(Stored data)
PR #764, opened 2018-06-25
[exporter] job view network metrics

YanjieGao:
This PR will make monitor to get job network bandwidth
Cause: As PAI job container use host network and launched from yarn nm (which is also running inner container), let tools like docker stats or other tools can't directly get container network traffic metrics. 

Solution:
This solution will get approximate job container network traffic. 

- exporter compute the metrics periodically
- get each container current connections [cmd lsof]
- get each connection last duration transform datasize [cmd iftop] 
- accumulate each container's connection transform size and compute the approximate bandwidth

This will let exporter does not need to maintain state and as a stateless service.
note: the disappeared connections  between 2 time interval may not be accumulated let this solution to be approximate results.

### DIFF
--- a/pai-management/src/gpu-exporter/dockerfile
+++ b/pai-management/src/gpu-exporter/dockerfile
@@ -42,6 +42,7 @@ RUN cd infilter && make && cd ..
 RUN cp infilter/infilter /usr/bin
 #
 # start
-#
-
-CMD python /usr/local/job_exporter.py /datastorage/prometheus 30
+#  
+# The start cmd will be called at K8s config yaml file.
+# local container test cmd example: 
+# CMD python /usr/local/job_exporter.py /datastorage/prometheus 30
--- a/pai-management/src/gpu-exporter/dockerfile
+++ b/pai-management/src/gpu-exporter/dockerfile
@@ -40,9 +40,3 @@ RUN cp -r /usr/local/docker/* /usr/bin/
 RUN git clone https://github.com/yadutaf/infilter
 RUN cd infilter && make && cd ..
 RUN cp infilter/infilter /usr/bin
-#
-# start
-#  
-# The start cmd will be called at K8s config yaml file.
-# local container test cmd example: 
-# CMD python /usr/local/job_exporter.py /datastorage/prometheus 30
--- a/pai-management/src/gpu-exporter/dockerfile
+++ b/pai-management/src/gpu-exporter/dockerfile
@@ -29,7 +29,7 @@ ENV PATH=$PATH:$NV_DRIVER/bin
 WORKDIR /root/
 
 RUN apt-get update && \
-    apt-get -y install wget build-essential python python-pip git pciutils
+    apt-get -y install wget build-essential python python-pip git pciutils iftop lsof
 
 COPY copied_file/exporter/* /usr/local/
 
@@ -37,7 +37,9 @@ RUN wget https://download.docker.com/linux/static/stable/x86_64/docker-17.06.2-c
 RUN cp docker-17.06.2-ce.tgz /usr/local
 RUN tar xzvf /usr/local/docker-17.06.2-ce.tgz -C /usr/local/
 RUN cp -r /usr/local/docker/* /usr/bin/
-
+RUN git clone https://github.com/yadutaf/infilter
+RUN cd infilter && make && cd ..
+RUN cp infilter/infilter /usr/bin
 #
 # start
 #
--- a/prometheus/exporter/job_exporter.py
+++ b/prometheus/exporter/job_exporter.py
@@ -24,6 +24,7 @@ import docker_inspect
 import gpu_exporter
 import time
 import logging  
+import network
 from logging.handlers import RotatingFileHandler
 
 logger = logging.getLogger("gpu_expoter")  
@@ -61,13 +62,14 @@ def parse_from_env(envs):
 
     return envStr
 
-def gen_job_metrics(logDir, gpuMetrics):
+def gen_job_metrics(logDir, gpuMetrics, connectionDic):
     stats = docker_stats.stats()
     outputFile = open(logDir + "/job_exporter.prom", "w")
     for container in stats:
         inspectInfo = docker_inspect.inspect(container)
         if not inspectInfo["labels"]:
             continue
+        pid = inspectInfo["pid"]
         gpuIds, labelStr = parse_from_labels(inspectInfo["labels"])
         envStr = parse_from_env(inspectInfo["env"])
         labelStr = labelStr + envStr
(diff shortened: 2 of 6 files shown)


pai-management/src/gpu-exporter/dockerfile
```diff
@@ -29,15 +29,17 @@ ENV PATH=$PATH:$NV_DRIVER/bin
...
+    apt-get -y install wget build-essential python python-pip git pciutils iftop lsof
 
 COPY copied_file/exporter/* /usr/local/
 
 RUN wget https://download.docker.com/linux/static/stable/x86_64/docker-17.06.2-ce.tgz
 RUN cp docker-17.06.2-ce.tgz /usr/local
 RUN tar xzvf /usr/local/docker-17.06.2-ce.tgz -C /usr/local/
 RUN cp -r /usr/local/docker/* /usr/bin/
-
+RUN git clone https://github.com/yadutaf/infilter
```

**ACTION ITEM**
Lines above with the string "each" need to be found and copied.

**ANSWER SECTION**
- get each container current connections [cmd lsof]
- get each connection last duration transform datasize [cmd iftop] 
- accumulate each container's connection transform size and compute the approximate bandwidth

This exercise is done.